PROBLEM DESCRIPTION:
On how many lines of the records below does the string "checked" appear? Reply with only the number.

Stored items
↓

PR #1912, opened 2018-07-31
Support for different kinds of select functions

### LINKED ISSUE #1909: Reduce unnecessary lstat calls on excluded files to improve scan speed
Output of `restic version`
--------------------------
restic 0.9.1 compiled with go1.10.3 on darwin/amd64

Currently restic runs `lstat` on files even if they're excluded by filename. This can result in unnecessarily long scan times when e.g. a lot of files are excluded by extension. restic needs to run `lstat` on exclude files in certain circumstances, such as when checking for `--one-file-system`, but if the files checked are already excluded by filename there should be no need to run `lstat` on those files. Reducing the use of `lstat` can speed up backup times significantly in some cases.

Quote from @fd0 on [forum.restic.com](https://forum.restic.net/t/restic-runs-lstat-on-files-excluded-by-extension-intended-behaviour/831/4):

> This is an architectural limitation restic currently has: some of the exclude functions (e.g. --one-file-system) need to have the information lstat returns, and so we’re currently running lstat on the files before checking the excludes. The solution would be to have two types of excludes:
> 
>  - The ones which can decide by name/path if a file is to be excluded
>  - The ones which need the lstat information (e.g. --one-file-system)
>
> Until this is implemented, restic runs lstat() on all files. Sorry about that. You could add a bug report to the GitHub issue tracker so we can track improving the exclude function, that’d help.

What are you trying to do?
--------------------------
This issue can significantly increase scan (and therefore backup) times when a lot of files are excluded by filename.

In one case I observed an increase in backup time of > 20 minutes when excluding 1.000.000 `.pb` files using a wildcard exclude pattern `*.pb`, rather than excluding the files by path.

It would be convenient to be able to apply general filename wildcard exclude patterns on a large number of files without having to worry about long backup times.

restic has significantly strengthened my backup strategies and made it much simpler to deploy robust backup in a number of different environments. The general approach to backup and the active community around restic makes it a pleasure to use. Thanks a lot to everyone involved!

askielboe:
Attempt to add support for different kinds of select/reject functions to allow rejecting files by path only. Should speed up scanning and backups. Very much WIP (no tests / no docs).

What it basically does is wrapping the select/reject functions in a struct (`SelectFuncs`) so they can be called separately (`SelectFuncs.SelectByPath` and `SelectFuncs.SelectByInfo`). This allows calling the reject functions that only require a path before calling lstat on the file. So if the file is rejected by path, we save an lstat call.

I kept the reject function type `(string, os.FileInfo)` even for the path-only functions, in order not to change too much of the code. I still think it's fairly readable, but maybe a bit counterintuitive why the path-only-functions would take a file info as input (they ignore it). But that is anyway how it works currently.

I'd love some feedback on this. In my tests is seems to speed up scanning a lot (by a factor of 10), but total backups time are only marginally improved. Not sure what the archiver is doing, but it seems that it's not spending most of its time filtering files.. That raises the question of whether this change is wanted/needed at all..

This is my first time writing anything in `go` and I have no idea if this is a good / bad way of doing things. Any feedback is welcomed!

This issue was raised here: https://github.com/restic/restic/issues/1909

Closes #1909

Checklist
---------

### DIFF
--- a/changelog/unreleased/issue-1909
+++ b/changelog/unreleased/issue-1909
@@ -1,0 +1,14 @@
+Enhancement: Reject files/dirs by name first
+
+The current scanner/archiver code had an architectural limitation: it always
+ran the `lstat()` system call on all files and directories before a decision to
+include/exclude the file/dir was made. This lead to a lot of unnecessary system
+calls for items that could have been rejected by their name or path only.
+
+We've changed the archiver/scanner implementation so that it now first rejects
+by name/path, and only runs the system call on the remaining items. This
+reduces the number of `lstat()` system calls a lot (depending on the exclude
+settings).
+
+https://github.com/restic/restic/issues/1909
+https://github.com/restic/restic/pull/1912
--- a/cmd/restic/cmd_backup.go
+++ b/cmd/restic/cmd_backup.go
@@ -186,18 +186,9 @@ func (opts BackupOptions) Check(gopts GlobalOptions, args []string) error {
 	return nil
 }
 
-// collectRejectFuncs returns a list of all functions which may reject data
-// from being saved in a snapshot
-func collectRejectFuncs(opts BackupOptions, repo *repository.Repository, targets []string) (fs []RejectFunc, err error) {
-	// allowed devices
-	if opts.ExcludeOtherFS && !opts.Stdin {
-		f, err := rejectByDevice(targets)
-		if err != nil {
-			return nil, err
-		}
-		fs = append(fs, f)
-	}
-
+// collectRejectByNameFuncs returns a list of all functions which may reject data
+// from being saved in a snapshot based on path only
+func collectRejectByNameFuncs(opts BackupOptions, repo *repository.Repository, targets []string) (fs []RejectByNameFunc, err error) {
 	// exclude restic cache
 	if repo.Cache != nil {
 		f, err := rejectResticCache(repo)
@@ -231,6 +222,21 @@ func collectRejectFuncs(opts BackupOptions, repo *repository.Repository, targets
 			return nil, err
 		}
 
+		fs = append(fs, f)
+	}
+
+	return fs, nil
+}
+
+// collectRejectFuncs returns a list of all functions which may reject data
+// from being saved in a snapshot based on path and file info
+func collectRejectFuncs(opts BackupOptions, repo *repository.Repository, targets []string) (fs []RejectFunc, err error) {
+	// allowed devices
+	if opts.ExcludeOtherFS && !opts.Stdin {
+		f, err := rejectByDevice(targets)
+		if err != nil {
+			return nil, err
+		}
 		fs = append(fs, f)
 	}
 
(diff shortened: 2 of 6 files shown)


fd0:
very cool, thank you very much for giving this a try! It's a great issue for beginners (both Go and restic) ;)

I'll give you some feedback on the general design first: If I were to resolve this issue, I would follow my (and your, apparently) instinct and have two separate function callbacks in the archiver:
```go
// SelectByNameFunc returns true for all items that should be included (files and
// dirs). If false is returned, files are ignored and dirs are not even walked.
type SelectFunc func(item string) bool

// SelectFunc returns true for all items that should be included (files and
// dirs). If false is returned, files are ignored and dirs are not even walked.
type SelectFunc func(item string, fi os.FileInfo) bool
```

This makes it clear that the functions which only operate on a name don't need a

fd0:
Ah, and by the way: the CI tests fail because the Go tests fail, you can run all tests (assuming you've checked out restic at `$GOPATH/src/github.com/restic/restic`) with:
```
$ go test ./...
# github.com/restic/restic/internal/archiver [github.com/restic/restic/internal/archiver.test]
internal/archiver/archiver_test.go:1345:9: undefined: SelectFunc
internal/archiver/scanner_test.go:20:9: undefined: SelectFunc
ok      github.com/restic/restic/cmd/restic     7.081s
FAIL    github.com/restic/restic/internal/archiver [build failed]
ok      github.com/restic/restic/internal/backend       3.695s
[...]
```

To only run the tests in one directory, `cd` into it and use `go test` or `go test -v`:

↑
↓

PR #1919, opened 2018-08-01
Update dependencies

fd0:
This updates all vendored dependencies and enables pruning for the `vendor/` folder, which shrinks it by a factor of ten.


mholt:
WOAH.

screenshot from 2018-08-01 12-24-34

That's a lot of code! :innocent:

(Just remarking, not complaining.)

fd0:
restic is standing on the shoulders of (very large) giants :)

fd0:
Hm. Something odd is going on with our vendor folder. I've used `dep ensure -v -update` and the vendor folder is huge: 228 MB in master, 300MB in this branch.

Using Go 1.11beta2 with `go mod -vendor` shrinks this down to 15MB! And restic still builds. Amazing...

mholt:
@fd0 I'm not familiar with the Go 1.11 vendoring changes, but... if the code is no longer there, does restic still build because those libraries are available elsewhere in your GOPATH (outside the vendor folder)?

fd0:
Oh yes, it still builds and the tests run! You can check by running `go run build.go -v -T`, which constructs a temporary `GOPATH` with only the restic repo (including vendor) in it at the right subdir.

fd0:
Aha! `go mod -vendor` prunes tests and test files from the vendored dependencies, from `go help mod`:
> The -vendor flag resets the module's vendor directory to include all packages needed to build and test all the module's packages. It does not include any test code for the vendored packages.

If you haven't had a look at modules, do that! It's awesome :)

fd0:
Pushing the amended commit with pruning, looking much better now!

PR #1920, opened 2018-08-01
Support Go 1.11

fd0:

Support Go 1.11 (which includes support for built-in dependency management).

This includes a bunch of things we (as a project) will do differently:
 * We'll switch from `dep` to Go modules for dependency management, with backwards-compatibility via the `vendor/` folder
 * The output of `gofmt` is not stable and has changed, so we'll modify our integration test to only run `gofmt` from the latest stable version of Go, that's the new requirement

↑

WRITTEN REPLY:
2